Alors qu’avant son élection, très peu de néoconservateurs, comme Ken Adelman, soutenaient Obama, ils sont maintenant nombreux à être enthousiasmés par ses choix. Comme l’écrit le néoconservateur Max Boot, «je dois reconnaître que je suis sidéré par ces nominations, dont la plupart auraient aussi bien pu venir de McCain». David Brooks est presque aussi euphorique: «Croyez-moi, j’essaie de ne pas m’associer à la puissante obamania qui déferle sur la haute bourgeoisie côtière, mais les choix ont été exceptionnels. Les événements des deux dernières semaines devraient rassurer tous ceux qui craignaient qu’Obama virerait à gauche ou allait s’automutiler en raison de son inexpérience. Il se prépare à un départ qui justifie presque l’énorme battage médiatique.»Richard Perle se dit «soulagé»: «Contrairement à ce à quoi on pouvait s’attendre, je ne crois pas qu’il va y avoir beaucoup de changements». La néoconservatrice Mona Charen écrit: «La superstition m’interdit presque de commenter les nominations effectuées jusqu’ici par le président élu Obama. La nouvelle a été tellement bien accueillie que j’hésite à la commenter de peur de rompre le charme.»

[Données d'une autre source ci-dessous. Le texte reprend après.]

PR #849, opened 2022-08-11
test(StatusChatListAndCategories) add object names for testing

stefandunca:
Updates #6751

### Checklist

- [x] ~~add documentation if necessary (new component, new feature)~~
- [x] ~~update sandbox app~~
- [x] ~~test changes in both light and dark theme?~~
- [x] ~~is this a breaking change?~~
- [x] ~~test changes in [status-desktop](https://github.com/status-im/status-desktop)~~

### DIFF
--- a/src/StatusQ/Components/StatusChatListAndCategories.qml
+++ b/src/StatusQ/Components/StatusChatListAndCategories.qml
@@ -71,6 +71,7 @@ Item {
             spacing: 4
 
             StatusChatList {
+                objectName: "statusChatListAndCategoriesChatList"
                 id: statusChatList
                 visible: statusChatList.model.count > 0
                 onChatItemSelected: root.chatItemSelected(categoryId, id)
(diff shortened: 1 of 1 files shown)


saledjenic (approved):

src/StatusQ/Components/StatusChatListAndCategories.qml
```diff
@@ -71,6 +71,7 @@ Item {
             spacing: 4
 
             StatusChatList {
+                objectName: "statusChatList"
```
jrainville, line 74: This name is not precise enough, it would clash with other `statusChatList`s if people name their's like that as well.
Try something like `chatListStatusChatList` or `statusChatListAndCategoriesChatList`. The name is very weird, but that component is very weird I guess, because we have a StatusChatList inside StatusChatListAndCategories

stefandunca: At first, I understood that we can use containers to deconflict object names. Now I see this is not very practical and we don't do it. Fixed it.

jrainville (approved):

PR #857, opened 2022-08-16
fix(StatusChatListAndCategories): duplicate objectName

stefandunca:
Due to repository automerge.

### Checklist


caybro (approved):

caybro:
@stefandunca just wondering whether there are actually 2 tests, each using a different `objectName`

stefandunca:
Now there is none. I updated one of my tests and forgot to remove the objectName. However, in the meantime, another landed, but could not find the usage but I think this is part of @MishkaRogachev's ongoing work.

PR #859, opened 2022-08-17
fix(StatusTabButton): display hand cursor on hover when enabled

micieslak:
Needed for https://github.com/status-im/status-desktop/issues/6787

StatusTabButton gains proper mouse cursor (hand) when active

### Checklist

- [ ] update sandbox app

### DIFF
--- a/src/StatusQ/Controls/StatusTabButton.qml
+++ b/src/StatusQ/Controls/StatusTabButton.qml
@@ -25,16 +25,20 @@ import StatusQ.Components 0.1
 TabButton {
     id: root
 
-    property alias badge: statusBadge
+    readonly property alias badge: statusBadge
 
     leftPadding: 12
     rightPadding: 12
 
     background: Item { }
 
-    contentItem: Item {
+    contentItem: MouseArea {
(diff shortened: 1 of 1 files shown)


src/StatusQ/Controls/StatusTabButton.qml
```diff
@@ -25,17 +25,21 @@ import StatusQ.Components 0.1
...
 
-    contentItem: Item {
+    contentItem: MouseArea {
         implicitWidth: contentItemGrid.implicitWidth
         implicitHeight: contentItemGrid.implicitHeight + 15
 
+        cursorShape: Qt.PointingHandCursor
+        acceptedButtons: Qt.NoButton
+        enabled: root.enabled
+
```
caybro, line 42: Don't you need `hoverEnabled` here as well?

micieslak: No, `hoverEnabled` is not necessary for handling cursor shape. The is example in official docs for that: https://doc.qt.io/qt-6/qml-qtquick-mousearea.html#cursorShape-prop.

PR #860, opened 2022-08-17
feat(StatusTagSelector): fixed admin / non admin permissions

alexandraB99:
Needed for: https://github.com/status-im/status-desktop/issues/5941

### Checklist

- [x] update sandbox app

### DIFF
--- a/sandbox/demoapp/CreateChatView.qml
+++ b/sandbox/demoapp/CreateChatView.qml
@@ -70,6 +70,12 @@ Page {
             Component.onCompleted: {
                 textEdit.forceActiveFocus();
                 sortModel(root.contactsModel);
+                //add admin tag
+                namesModel.append({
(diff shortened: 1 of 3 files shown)


alexandraB99:
Uploading rer.mov…

noeliaSD (commented):
As discussed before, I'm not sure if it is necessary to update `StatusQ` since `StatusTagItem` allows to setup a `readonly tag + icon` that is enough to categorize a `status desktop admin`. 
For mi the concept of `admin` is not an abstract one and not necessary to define the api of this general component.

PascalPrecht:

Le journaliste Robert Dreyfuss fait remarquer que le gouvernement Obama ne pratiquera probablement pas la même politique irakienne que les néoconservateurs, qu’il va retirer des troupes avec le temps (disons: peut-être), qu’il n’aura pas recours à la rhétorique belliqueuse de l’administration Bush et qu’il coopérera mieux avec la communauté internationale.Cependant, aujourd’hui, la question principale des néoconservateurs et d’Israël est l’Iran. Or le gouvernement d’Obama se montre très belliqueux à l’égard de l’Iran. Que l’on se souvienne qu’Hillary Clinton a déclaré qu’il faudrait le détruire s’il attaquait Israël. Dreyfuss écrit: «En ce qui concerne l’Iran, il est bien trop tôt pour renvoyer les faucons. Ils agissent à coup sûr à l’écart des allées du pouvoir mais ils ont plus d’amis dans le camp Obama que ne le croient la plupart des gens. Plusieurs conseillers importants d’Obama - notamment Tony Lake, Susan Rice, future ambassadrice à l’ONU, Tom Daschle, Dennis Ross, de même que des faucons démocrates influents comme Richard Holbrooke, proches du vice-président élu Joe Biden ou de la Secrétaire d’Etat désignée Hillary Clinton - ont fait cause commune avec les faucons va-t-en-guerre du Washington Institute for Near East Policy (WINEP), de l’American Enterprise Institute (AEI) et d’autres instituts partisans de la force.» Dreyfuss montre que ces individus continuent d’être proches des néoconservateurs: «Les organisations comme le WINEP, l’AIPAC (American Israel Public Affairs Committee), l’AEI, le BPC (Bipartisan Policy Center) et l’UANI (United Against Nuclear Iran) estiment avoir pour mission d’entraîner les Etats-Unis dans une épreuve de force avec l’Iran. Ne minimisez pas leur importance. Ceux qui croient qu’une telle confrontation serait inconcevable sous le président Obama devraient demander à Tony Lake, Susan Rice, Dennis Ross, Tom Daschle et Richard Holbrooke s’ils sont d’accord, et si c’est le cas, pourquoi ils continuent de copiner avec les faucons néo-conservateurs.»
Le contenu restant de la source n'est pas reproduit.